ASSIGNED TASK: Return verbatim every line from the first line of the data below to the line that contains "- I enabled", inclusive, and no further.

MATERIAL FOR THIS EXERCISE:
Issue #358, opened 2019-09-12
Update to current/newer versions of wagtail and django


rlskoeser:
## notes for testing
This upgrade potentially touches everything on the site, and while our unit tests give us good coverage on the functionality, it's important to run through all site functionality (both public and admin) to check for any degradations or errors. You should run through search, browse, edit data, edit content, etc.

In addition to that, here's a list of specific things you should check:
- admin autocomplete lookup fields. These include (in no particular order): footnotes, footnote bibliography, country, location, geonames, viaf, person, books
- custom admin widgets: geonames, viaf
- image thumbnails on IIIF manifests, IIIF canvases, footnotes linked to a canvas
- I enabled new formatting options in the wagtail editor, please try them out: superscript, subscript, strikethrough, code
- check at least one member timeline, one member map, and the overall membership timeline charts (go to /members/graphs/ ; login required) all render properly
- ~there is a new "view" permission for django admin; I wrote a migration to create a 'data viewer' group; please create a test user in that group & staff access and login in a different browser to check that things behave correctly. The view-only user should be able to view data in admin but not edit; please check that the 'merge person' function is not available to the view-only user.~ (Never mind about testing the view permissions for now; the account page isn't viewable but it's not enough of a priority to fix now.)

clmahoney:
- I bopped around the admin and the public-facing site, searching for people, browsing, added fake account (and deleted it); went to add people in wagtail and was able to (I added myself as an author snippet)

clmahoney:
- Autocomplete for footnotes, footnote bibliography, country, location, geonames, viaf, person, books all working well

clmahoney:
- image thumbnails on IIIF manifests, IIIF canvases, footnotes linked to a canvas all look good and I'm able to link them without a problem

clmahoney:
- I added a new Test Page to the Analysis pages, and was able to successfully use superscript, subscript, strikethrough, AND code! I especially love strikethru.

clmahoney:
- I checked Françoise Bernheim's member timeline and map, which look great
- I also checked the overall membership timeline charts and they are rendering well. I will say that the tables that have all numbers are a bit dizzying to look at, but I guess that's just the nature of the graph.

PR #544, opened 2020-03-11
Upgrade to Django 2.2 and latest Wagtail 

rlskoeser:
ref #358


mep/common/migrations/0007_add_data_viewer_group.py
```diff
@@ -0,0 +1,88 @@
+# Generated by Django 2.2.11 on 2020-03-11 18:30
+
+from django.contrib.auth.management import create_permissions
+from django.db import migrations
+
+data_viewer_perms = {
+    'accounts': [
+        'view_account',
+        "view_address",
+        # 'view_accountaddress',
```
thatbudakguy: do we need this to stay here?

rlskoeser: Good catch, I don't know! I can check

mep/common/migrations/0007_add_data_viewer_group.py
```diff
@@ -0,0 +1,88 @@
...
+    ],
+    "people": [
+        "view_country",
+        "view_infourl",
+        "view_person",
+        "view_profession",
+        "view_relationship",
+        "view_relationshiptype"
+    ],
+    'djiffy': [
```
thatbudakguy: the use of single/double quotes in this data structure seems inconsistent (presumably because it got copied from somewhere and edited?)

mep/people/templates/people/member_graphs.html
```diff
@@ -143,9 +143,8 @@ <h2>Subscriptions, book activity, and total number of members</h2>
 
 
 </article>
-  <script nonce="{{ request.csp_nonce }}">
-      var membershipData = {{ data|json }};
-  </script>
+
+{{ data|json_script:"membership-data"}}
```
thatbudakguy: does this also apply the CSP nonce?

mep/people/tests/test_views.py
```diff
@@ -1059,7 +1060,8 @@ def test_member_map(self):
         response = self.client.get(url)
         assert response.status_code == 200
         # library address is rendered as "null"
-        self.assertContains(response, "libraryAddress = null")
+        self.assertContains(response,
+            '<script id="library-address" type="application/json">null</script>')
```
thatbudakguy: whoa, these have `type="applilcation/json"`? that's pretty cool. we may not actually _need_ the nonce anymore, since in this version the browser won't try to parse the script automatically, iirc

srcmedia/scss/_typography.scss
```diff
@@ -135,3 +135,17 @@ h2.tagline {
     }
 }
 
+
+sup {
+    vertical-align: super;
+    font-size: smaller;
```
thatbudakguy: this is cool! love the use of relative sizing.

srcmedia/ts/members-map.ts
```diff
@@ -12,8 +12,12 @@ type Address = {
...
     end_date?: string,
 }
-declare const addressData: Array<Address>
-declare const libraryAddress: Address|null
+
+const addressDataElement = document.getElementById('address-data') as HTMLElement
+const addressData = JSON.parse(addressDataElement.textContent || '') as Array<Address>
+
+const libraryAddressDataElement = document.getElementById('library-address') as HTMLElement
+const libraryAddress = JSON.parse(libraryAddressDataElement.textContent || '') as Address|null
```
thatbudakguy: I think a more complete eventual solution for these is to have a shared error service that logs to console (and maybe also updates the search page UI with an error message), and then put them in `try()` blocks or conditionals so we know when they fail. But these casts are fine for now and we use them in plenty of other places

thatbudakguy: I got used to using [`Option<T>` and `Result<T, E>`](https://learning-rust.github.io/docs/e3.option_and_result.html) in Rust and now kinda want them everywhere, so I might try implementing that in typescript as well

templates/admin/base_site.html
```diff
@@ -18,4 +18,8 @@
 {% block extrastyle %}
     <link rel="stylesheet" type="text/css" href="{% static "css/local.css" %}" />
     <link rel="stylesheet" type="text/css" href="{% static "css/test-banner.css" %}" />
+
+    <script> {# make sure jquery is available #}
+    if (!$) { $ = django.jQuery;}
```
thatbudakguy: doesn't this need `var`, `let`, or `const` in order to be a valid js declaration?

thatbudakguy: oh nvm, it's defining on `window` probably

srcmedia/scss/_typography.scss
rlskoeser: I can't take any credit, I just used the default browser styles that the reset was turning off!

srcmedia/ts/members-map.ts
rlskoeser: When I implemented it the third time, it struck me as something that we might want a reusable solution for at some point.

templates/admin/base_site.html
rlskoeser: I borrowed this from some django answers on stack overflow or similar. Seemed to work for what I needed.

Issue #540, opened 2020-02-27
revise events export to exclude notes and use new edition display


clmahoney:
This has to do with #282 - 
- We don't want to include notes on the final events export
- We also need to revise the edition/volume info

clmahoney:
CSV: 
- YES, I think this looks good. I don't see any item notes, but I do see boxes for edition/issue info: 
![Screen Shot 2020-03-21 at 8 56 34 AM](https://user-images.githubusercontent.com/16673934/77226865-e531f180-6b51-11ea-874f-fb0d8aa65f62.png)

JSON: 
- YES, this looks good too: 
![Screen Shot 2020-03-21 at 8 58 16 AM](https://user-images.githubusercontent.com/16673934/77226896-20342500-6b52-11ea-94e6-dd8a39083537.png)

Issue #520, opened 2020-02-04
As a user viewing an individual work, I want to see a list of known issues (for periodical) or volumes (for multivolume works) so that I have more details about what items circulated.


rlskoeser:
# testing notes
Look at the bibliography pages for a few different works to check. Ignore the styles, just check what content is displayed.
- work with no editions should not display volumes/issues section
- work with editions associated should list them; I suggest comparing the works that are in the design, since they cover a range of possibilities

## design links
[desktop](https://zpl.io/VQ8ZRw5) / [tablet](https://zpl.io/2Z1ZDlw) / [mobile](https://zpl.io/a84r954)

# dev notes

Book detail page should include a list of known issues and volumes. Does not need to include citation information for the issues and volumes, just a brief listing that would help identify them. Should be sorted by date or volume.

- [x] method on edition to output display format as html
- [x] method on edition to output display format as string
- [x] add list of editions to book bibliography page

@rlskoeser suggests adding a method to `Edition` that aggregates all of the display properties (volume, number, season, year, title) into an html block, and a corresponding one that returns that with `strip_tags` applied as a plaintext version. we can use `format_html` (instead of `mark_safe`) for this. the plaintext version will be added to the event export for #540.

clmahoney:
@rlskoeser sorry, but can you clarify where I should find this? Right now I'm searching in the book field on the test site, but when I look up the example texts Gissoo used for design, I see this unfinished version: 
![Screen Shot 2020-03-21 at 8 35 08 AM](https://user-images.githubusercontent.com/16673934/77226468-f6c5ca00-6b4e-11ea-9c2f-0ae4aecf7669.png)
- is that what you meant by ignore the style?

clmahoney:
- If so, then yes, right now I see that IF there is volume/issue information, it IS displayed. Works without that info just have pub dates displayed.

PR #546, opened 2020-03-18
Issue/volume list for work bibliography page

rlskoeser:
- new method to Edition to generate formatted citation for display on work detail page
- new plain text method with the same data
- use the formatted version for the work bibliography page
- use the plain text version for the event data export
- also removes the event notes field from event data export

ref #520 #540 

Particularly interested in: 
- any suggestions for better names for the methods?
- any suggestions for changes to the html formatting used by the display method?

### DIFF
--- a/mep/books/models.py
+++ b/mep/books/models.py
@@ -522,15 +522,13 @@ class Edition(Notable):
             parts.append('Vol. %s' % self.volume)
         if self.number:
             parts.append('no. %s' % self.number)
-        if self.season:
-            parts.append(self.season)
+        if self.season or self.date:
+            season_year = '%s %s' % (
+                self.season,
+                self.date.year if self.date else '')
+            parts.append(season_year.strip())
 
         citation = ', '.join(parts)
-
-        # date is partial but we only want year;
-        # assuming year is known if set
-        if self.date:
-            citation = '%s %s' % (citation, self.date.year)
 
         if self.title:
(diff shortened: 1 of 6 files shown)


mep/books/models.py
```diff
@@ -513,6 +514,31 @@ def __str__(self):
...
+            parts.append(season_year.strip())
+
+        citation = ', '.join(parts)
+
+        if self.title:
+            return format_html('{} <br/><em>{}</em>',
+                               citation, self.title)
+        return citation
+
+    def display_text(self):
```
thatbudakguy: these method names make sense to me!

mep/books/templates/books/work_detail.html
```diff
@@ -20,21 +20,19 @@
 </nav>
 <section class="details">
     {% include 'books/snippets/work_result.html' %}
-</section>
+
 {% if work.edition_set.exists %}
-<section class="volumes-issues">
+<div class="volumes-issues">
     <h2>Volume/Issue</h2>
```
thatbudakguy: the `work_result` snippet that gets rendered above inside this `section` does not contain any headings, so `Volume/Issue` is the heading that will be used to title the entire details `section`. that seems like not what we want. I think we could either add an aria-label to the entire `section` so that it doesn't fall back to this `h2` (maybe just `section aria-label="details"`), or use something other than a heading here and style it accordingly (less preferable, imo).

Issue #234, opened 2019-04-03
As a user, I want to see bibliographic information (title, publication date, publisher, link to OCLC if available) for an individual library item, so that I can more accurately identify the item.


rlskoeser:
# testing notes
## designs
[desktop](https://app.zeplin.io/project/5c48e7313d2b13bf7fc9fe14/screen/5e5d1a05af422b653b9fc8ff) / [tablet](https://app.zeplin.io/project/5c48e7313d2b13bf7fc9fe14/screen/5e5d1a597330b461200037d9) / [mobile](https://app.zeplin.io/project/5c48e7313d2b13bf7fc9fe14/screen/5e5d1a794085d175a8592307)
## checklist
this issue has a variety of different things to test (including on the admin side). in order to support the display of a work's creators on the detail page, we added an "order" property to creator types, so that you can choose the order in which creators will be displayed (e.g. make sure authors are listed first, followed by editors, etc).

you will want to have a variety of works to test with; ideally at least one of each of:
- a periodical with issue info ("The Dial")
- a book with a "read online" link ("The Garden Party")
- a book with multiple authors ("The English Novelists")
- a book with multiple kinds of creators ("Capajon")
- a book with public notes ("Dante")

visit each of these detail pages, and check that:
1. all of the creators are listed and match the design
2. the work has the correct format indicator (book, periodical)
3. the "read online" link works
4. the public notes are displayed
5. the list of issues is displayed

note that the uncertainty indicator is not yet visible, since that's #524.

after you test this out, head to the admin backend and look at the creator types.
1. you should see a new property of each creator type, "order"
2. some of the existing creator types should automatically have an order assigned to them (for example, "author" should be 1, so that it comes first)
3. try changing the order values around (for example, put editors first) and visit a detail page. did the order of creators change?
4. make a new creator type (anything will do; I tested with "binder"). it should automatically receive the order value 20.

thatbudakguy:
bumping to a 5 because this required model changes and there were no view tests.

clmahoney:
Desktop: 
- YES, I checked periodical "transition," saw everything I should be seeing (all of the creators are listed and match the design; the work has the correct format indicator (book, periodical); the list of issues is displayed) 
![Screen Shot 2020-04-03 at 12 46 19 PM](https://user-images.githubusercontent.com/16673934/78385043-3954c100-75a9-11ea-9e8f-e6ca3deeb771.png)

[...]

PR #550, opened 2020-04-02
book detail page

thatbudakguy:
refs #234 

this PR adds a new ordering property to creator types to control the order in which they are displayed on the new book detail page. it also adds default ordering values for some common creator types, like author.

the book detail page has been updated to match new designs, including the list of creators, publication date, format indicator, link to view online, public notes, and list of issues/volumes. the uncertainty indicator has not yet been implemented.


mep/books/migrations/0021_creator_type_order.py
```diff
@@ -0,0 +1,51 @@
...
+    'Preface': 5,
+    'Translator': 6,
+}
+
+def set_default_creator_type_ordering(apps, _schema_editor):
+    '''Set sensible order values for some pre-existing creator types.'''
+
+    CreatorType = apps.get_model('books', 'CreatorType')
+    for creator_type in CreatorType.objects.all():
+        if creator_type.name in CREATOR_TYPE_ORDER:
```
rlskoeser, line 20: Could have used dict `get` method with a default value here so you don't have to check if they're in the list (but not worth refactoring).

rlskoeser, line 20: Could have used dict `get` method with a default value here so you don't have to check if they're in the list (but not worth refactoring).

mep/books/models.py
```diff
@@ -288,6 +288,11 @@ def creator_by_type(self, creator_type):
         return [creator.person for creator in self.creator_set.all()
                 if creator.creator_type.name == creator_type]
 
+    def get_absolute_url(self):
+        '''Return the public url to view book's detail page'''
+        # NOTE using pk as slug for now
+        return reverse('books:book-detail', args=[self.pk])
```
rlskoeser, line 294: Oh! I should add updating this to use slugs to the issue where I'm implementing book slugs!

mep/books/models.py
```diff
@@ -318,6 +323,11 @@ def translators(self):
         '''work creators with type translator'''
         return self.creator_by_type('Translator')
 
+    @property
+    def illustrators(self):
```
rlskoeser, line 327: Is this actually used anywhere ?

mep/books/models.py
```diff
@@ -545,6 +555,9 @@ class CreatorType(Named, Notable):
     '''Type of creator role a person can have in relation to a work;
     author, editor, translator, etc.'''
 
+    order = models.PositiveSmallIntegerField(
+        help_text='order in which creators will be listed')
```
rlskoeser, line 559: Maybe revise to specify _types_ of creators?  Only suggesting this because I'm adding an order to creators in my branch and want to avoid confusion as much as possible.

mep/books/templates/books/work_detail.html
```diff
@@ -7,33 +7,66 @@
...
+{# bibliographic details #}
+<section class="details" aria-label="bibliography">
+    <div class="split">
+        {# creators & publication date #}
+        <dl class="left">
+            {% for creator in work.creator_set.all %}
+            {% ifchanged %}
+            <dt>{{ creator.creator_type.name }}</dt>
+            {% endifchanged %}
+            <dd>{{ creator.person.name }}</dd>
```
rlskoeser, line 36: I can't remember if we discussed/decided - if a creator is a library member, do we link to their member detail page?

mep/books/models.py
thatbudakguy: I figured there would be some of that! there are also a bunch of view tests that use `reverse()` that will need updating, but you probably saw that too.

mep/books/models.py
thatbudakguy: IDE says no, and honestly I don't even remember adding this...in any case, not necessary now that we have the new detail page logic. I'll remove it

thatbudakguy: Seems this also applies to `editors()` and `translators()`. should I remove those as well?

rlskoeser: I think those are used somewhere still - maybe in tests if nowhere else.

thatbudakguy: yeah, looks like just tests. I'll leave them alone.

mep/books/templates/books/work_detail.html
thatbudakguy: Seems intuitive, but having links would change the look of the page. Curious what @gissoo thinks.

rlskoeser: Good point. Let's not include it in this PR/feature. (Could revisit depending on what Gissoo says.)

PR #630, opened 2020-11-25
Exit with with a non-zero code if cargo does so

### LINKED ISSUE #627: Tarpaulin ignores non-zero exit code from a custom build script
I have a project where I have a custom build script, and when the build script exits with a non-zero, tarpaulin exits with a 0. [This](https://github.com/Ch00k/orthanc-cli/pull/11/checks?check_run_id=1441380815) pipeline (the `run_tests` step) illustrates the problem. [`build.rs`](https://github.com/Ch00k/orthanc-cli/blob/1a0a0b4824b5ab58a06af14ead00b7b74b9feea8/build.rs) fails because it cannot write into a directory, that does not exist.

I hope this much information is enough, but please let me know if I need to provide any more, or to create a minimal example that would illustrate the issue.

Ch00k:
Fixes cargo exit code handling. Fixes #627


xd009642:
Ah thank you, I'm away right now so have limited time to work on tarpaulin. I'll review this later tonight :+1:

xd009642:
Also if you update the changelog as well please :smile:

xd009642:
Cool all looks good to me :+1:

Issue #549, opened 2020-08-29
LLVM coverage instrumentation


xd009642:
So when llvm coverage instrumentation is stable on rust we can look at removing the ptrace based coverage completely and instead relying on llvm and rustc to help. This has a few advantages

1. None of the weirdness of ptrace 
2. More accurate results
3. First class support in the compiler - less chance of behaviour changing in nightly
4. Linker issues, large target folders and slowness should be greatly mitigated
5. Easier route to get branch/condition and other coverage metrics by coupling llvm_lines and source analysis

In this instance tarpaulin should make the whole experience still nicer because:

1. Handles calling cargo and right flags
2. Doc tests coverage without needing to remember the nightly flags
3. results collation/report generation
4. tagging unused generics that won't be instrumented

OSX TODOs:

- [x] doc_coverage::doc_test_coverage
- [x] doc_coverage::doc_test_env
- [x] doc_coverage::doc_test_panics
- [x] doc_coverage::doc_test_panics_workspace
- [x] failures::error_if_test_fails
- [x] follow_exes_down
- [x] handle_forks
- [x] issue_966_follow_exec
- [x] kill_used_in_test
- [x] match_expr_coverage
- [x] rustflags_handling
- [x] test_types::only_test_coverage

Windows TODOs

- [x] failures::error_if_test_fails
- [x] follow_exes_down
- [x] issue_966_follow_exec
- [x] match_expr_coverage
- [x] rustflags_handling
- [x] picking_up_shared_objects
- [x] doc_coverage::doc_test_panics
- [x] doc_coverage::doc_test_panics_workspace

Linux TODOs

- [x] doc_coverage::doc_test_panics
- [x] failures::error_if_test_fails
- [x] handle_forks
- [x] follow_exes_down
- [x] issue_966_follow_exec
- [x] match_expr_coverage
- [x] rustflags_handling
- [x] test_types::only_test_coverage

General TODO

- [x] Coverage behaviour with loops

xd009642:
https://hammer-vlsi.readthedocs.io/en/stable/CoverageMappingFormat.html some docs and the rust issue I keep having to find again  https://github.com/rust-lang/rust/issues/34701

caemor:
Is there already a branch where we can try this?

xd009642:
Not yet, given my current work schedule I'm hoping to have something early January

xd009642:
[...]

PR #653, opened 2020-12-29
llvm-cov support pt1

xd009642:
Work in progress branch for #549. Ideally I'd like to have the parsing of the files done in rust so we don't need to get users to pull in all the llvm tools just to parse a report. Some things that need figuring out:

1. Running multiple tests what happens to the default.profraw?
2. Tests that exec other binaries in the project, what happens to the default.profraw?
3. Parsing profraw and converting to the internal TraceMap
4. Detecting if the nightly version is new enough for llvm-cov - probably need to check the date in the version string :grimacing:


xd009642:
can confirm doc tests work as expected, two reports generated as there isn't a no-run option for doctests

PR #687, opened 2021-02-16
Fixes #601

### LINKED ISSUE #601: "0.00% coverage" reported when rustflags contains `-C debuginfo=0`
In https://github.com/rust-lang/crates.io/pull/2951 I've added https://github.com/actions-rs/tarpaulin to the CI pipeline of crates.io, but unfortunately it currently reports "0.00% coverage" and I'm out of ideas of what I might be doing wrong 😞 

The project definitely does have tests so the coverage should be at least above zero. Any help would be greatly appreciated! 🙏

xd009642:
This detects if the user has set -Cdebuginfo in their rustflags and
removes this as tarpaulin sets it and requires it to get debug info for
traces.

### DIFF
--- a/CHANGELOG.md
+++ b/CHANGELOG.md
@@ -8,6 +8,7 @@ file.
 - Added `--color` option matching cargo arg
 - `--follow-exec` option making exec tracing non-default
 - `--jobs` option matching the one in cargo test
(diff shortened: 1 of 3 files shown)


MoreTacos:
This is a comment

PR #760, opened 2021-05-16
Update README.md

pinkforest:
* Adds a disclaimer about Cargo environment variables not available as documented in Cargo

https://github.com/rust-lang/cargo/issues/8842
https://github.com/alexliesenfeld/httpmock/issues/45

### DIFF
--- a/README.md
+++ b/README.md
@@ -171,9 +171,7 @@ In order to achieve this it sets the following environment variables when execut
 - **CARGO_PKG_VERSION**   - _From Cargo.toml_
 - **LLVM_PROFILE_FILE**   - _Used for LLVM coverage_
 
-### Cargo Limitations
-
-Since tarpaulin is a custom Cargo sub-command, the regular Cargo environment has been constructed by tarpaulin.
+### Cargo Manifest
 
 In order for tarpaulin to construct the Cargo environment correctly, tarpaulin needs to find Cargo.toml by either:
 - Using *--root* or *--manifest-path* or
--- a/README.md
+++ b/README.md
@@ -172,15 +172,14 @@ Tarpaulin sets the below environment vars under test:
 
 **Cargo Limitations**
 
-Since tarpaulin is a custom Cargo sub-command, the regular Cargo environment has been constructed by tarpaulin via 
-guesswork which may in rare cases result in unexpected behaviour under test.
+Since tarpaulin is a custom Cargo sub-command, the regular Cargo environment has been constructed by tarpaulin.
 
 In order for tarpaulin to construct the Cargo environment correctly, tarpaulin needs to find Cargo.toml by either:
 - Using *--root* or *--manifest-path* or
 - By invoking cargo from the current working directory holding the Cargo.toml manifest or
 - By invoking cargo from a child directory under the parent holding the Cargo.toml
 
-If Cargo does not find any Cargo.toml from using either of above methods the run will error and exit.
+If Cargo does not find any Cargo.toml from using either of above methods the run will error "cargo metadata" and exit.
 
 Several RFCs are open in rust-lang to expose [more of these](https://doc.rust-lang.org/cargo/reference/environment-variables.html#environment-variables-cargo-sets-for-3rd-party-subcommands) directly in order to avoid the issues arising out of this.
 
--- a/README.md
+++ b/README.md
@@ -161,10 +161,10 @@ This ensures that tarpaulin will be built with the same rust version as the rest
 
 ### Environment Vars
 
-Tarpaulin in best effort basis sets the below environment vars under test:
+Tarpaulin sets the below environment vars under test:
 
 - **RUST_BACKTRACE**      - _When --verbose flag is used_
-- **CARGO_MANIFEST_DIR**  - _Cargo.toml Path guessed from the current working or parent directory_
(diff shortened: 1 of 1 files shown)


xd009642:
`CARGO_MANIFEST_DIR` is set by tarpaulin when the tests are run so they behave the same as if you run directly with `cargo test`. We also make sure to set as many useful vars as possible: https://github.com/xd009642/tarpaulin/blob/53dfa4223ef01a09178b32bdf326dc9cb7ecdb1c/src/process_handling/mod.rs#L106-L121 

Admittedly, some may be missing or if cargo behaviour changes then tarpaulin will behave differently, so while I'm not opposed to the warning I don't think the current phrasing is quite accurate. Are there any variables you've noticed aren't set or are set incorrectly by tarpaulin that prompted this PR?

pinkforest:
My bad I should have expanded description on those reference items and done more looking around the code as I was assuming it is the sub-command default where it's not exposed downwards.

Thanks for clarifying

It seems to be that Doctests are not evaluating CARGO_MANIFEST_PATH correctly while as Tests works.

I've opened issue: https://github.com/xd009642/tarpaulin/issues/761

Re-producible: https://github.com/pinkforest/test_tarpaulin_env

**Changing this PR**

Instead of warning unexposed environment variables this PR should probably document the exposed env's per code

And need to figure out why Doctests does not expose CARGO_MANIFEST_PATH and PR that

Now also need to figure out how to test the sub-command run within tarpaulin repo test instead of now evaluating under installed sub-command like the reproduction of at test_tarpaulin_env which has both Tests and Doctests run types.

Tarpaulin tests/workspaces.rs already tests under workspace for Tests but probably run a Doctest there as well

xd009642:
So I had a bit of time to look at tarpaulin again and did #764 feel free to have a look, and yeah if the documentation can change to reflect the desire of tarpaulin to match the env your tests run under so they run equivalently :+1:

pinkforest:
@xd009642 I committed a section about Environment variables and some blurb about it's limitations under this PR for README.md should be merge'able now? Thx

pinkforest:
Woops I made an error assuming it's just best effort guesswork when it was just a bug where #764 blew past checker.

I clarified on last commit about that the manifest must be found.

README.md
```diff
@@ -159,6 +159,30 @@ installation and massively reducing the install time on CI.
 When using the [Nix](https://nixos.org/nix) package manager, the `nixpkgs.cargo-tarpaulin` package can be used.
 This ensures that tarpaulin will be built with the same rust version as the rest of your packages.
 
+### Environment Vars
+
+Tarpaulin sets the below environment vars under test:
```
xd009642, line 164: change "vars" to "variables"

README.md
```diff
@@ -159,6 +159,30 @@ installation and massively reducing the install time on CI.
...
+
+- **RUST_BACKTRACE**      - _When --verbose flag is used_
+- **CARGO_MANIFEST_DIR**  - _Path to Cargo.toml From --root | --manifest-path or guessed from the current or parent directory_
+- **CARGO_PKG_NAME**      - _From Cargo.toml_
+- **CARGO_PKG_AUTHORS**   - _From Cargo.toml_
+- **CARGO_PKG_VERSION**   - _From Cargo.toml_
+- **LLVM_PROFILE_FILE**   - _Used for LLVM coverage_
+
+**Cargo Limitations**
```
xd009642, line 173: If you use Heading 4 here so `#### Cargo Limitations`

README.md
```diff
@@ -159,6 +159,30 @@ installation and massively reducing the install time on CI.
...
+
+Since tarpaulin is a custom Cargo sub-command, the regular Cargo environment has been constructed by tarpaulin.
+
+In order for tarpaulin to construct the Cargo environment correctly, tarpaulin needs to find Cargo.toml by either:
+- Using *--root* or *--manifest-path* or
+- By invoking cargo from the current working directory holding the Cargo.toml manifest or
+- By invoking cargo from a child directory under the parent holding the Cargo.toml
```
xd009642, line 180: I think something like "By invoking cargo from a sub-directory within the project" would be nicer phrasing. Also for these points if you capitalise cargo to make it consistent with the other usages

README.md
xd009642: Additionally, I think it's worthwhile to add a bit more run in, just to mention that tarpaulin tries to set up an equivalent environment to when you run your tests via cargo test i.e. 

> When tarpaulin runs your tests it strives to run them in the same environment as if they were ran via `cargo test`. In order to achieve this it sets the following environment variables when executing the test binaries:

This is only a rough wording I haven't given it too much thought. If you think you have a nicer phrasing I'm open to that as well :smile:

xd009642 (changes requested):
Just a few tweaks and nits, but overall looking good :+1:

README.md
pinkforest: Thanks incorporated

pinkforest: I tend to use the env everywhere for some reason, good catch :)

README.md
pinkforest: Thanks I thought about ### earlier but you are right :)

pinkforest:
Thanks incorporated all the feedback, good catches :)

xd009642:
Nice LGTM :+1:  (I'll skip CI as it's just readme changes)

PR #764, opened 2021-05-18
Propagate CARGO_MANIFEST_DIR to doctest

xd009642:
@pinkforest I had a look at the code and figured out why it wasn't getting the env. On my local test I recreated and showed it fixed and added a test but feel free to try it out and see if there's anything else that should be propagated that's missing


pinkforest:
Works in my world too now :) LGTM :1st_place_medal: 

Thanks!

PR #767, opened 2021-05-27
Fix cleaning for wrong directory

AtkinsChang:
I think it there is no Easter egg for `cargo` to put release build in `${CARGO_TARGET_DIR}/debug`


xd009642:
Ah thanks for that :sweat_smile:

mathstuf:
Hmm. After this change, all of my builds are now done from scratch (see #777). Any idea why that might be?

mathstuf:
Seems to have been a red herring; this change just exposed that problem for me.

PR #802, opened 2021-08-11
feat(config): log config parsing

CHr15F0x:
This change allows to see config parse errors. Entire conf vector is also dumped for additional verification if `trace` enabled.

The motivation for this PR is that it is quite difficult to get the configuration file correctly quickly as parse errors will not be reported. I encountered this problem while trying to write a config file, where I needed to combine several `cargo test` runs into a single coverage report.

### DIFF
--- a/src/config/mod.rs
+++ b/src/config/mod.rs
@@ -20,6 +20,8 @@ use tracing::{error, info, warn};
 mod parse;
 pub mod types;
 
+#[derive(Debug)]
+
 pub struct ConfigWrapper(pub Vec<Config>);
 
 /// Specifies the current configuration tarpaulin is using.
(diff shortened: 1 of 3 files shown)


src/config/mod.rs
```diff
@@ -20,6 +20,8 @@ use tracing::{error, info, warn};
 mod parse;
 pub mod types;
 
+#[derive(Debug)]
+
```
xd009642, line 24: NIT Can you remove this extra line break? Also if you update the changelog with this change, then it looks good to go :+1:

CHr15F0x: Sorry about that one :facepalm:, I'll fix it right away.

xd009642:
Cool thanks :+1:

ANSWER TO THE PROBLEM:
Issue #358, opened 2019-09-12
Update to current/newer versions of wagtail and django


rlskoeser:
## notes for testing
This upgrade potentially touches everything on the site, and while our unit tests give us good coverage on the functionality, it's important to run through all site functionality (both public and admin) to check for any degradations or errors. You should run through search, browse, edit data, edit content, etc.

In addition to that, here's a list of specific things you should check:
- admin autocomplete lookup fields. These include (in no particular order): footnotes, footnote bibliography, country, location, geonames, viaf, person, books
- custom admin widgets: geonames, viaf
- image thumbnails on IIIF manifests, IIIF canvases, footnotes linked to a canvas
- I enabled new formatting options in the wagtail editor, please try them out: superscript, subscript, strikethrough, code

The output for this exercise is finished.